Certo, esistono ancora “delle differenze socio-economico-culturali” soprattutto nelle regioni del Mezzogiorno, come rileva anche l’Invalsi. Ma il problema credo sia più complesso e riguardi l’intero Paese.

I ragazzi almeno quelli delle medie, nella gran parte dei casi vivono una condizione di disagio che finisce per anestetilizzarli, renderli sostanzialmente impermeabili ai tantissimi stimoli che comunque hanno. Involucri da riempire, piuttosto che persone da far crescere. I social, ma anche la tv, ricordano a loro (e a noi) continuamente cosa è importante. Cosa serve. Instagram decreta il successo che però si può raggiungere anche partecipando ad uno dei tanti talent che i palinsesti televisivi offrono. La famiglia? Una entità troppo frequentemente impalpabile. Una piazza sulla quale ci si affaccia, di tanto in tanto. Ma nella quale non si pratica alcuna condivisione. Un luogo neutro nel quale si confondono genitori-bambini e ragazzi-adulti. Anche da questo nasce la solitudine. Lo spaesamento. Che poi emergono a scuola. Producendo risultati sempre più modesti.
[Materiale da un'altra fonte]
PR #527, opened 2020-07-16
Add typescript support for Document controller

Aschen:
## What does this PR do?

Adds TS support for the Document controller


src/controllers/Document.ts
```diff
@@ -0,0 +1,805 @@
...
+   * @param query Query to match
+   * @param options Additional options
+   *    - `queuable` If true, queues the request during downtime, until connected to Kuzzle again
+   *
+   * @returns The number of matching documents
+   */
+  count (
+    index: string,
+    collection: string,
+    body: JSONObject,
```
scottinet, line 30: The body is optional:

```suggestion
    body: JSONObject = null,
```

src/controllers/Document.ts
```diff
@@ -0,0 +1,805 @@
...
+   */
+  update (
+    index: string,
+    collection: string,
+    _id: string,
+    content: JSONObject,
+    options: {
+      queuable?: boolean,
+      refresh?: string,
+      retryOnConflict?: boolean,
```
scottinet, line 702:
```suggestion
      retryOnConflict?: number,
```

PR #529, opened 2020-07-22
Add typescript support for protocols

Aschen:
## What does this PR do?

Convert protocols classes to TS

### Other changes

 - `sslConnection` is deprecated for `ssl` and the value is `true` by default for port `443` and `7443`
 - remove the `error.internal` error who contain the original WS connect error and put the info in the message instead


src/protocols/abstract/Base.ts
```diff
@@ -1,20 +1,46 @@
...
     super();
 
     this._pendingRequests = new Map();
     this._host = host;
     this._name = name;
     const port = parseInt(options.port, 10);
     this._port = isNaN(port) ? 7512 : port;
-    this._ssl = typeof options.sslConnection === 'boolean' ? options.sslConnection : false;
+
+    if (typeof options.ssl === 'boolean') {
```
scottinet, line 32: (nitpicking) we should probably add an assertion check verifying if either ssl OR sslConnection is set, but not both

src/protocols/abstract/Base.ts
```diff
@@ -1,20 +1,50 @@
...
 
     this._pendingRequests = new Map();
     this._host = host;
     this._name = name;
     const port = parseInt(options.port, 10);
     this._port = isNaN(port) ? 7512 : port;
-    this._ssl = typeof options.sslConnection === 'boolean' ? options.sslConnection : false;
+
+    if (options.ssl !== undefined && options.sslConnection !== undefined) {
+      throw new Error('Both "ssl" and "sslConnection" options has been set. Use only "ssl".');
```
scottinet, line 33:
```suggestion
      throw new Error('Both "ssl" and "sslConnection" options are set. Use only "ssl".');
```

src/protocols/Http.ts
```diff
@@ -114,13 +152,13 @@ class HttpProtocol extends KuzzleAbstractProtocol {
...
       .then(() => {
-        this._routes = Object.assign(this._routes, this.customRoutes);
+        this._routes = Object.assign(this._routes, this._customRoutes);
 
         // Client is ready
         this.clientConnected();
       })
       .catch(err => {
-        const connectionError = new Error(`Unable to connect to kuzzle server at ${this.host}:${this.port}`);
+        const connectionError: any = new Error(`Unable to connect to kuzzle server at ${this.host}:${this.port}`);
```
xbill82, line 161: Shouldn't this be...
```suggestion
        const connectionError: Error = new Error(`Unable to connect to kuzzle server at ${this.host}:${this.port}`);
```

Aschen: I can't use the `Error` type because the next line we add the original internal error in the `error.internal` property

src/protocols/abstract/Base.ts
```diff
@@ -1,20 +1,50 @@
...
 
     this._pendingRequests = new Map();
     this._host = host;
     this._name = name;
     const port = parseInt(options.port, 10);
     this._port = isNaN(port) ? 7512 : port;
-    this._ssl = typeof options.sslConnection === 'boolean' ? options.sslConnection : false;
+
+    if (options.ssl !== undefined && options.sslConnection !== undefined) {
+      throw new Error('Both "ssl" and "sslConnection" options are set. Use only "ssl".');
```
xbill82, line 33: Why don't we just trigger a `console.warn` when `sslConnection` is set, saying it's going to be deprecated in the next version?

Aschen: IMHO we should do this for every deprecated feature used by users but also we don't want 1) flood the console 2) print messages in production so even if in this case the message won't be printed twice (only at instantiation), this is a bigger subject about how we warn users when they use deprecated features.

@rolljee work on the deprecation module on Kuzzle will be the first step, then we will have to think about how to integrate deprecation notifications in the SDK for developers

scottinet: Plus, this error is thrown if BOTH "ssl" and "sslConnection" are set, because in that case, and if they have different value, then the SDK cannot decide what to do. So the best course of action is to prevent both those options to be set at the same time.

xbill82: I remember VueJS showing deprecation warning in development builds and hiding them in production builds. But we don't have access to such a notion, do we?

Aschen: Maybe we could since we use the same tools as any other frontend build
In Node environment we could rely on NODE_ENV

PR #530, opened 2020-07-22
Add typescript support for search results

Aschen:
## What does this PR do?

Adds Typescript support for SearchResult classes


src/core/searchResult/Specifications.ts
```diff
@@ -1,6 +1,7 @@
-const { SearchResultBase } = require('./SearchResultBase');
+import { SearchResultBase } from './SearchResultBase';
+import { JSONObject } from '../../utils/interfaces';
 
-class SpecificationsSearchResult extends SearchResultBase {
+export class SpecificationsSearchResult extends SearchResultBase<JSONObject> {
```
Aschen, line 4: I know I should have created a proper `Specification` interface but I'm lazy to do it since I doubt someone is using this and we need a refactor of this module.
The `JSONObject` type works like a POJO

src/core/searchResult/SearchResultBase.ts
```diff
@@ -80,10 +73,18 @@ export class SearchResultBase<T> implements SearchResult<T> {
     Reflect.defineProperty(this, '_response', {
       value: response
     });
-
-    this._controller = request.controller;
-    this._searchAction = 'search';
-    this._scrollAction = 'scroll';
+    Reflect.defineProperty(this, '_controller', {
+      value: request.controller,
+      writable: true
```
xbill82, line 78: Why are these writable?

Aschen: Because in the `SpecificationSearchResult` class we overload the controller with `collection`

PR #537, opened 2020-08-10
Add typescript support realtime

Aschen:
## What does this PR do?

Convert realtime controller to TS

:warning: The whole SDK does not works with TS now since we need to convert _every_ exported class


src/controllers/Realtime.ts
```diff
@@ -0,0 +1,259 @@
...
+        return response.result;
+      });
+  }
+
+  /**
+   * Internal method.
+   *
+   * Should be called on network error or disconnection
+   */
+  disconnected () {
```
xbill82, line 202: 🤔 can't we make this private/protected, since it's an internal method? Oh, it probably needs to be called by the Protocol class so that might be a reason to leave it public.
Ok, so we have something similar to the "loose-coupling" problem we had in the core.
By the way, the naming of this method looks confusing to me. If it was a handler, I'd call it `onDisconnected()`, which tells that "what goes in this block gets executed when the connection is closed", which is OK, but I'd prefer the name of the method tells _what the method does_, i.e. "delete all the subscriptions of this instance of the SDK".
I posted [a similar comment on a PR in the core](https://github.com/kuzzleio/kuzzle/pull/1735#issuecomment-671427457), so I'd like to leave my 2 cents on the naming of this method (if it's not a breaking change)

“I problemi della scuola li vede la mamma di Gianni, lei non sa leggere. Li capisce chi ha cuore un ragazzo bocciato e ha la pazienza di metter gli occhi sulle statistiche”. Scuola di Barbiana. Lettera a una professoressa racconta una realtà che nel 1967 era viva. Descrive una scuola ed una società che non esistono più. Il capolavoro di Don Milani è archeologia. Quasi in tutto. Globalizzazione e consumismo hanno regalato a moltissimi ragazzi l’ultimo modello di iPhone e abbigliamenti alla moda. Ma li hanno privati di molto altro. Di riferimenti. Modelli. Insegnamenti. Regole.

Così non è soltanto la scuola ad essere diventata inadeguata. La mamma di Gianni ha imparato a leggere. Ma anche, troppo spesso, a disinteressarsi dei propri figli. A lasciarli soli. A renderli spaesati.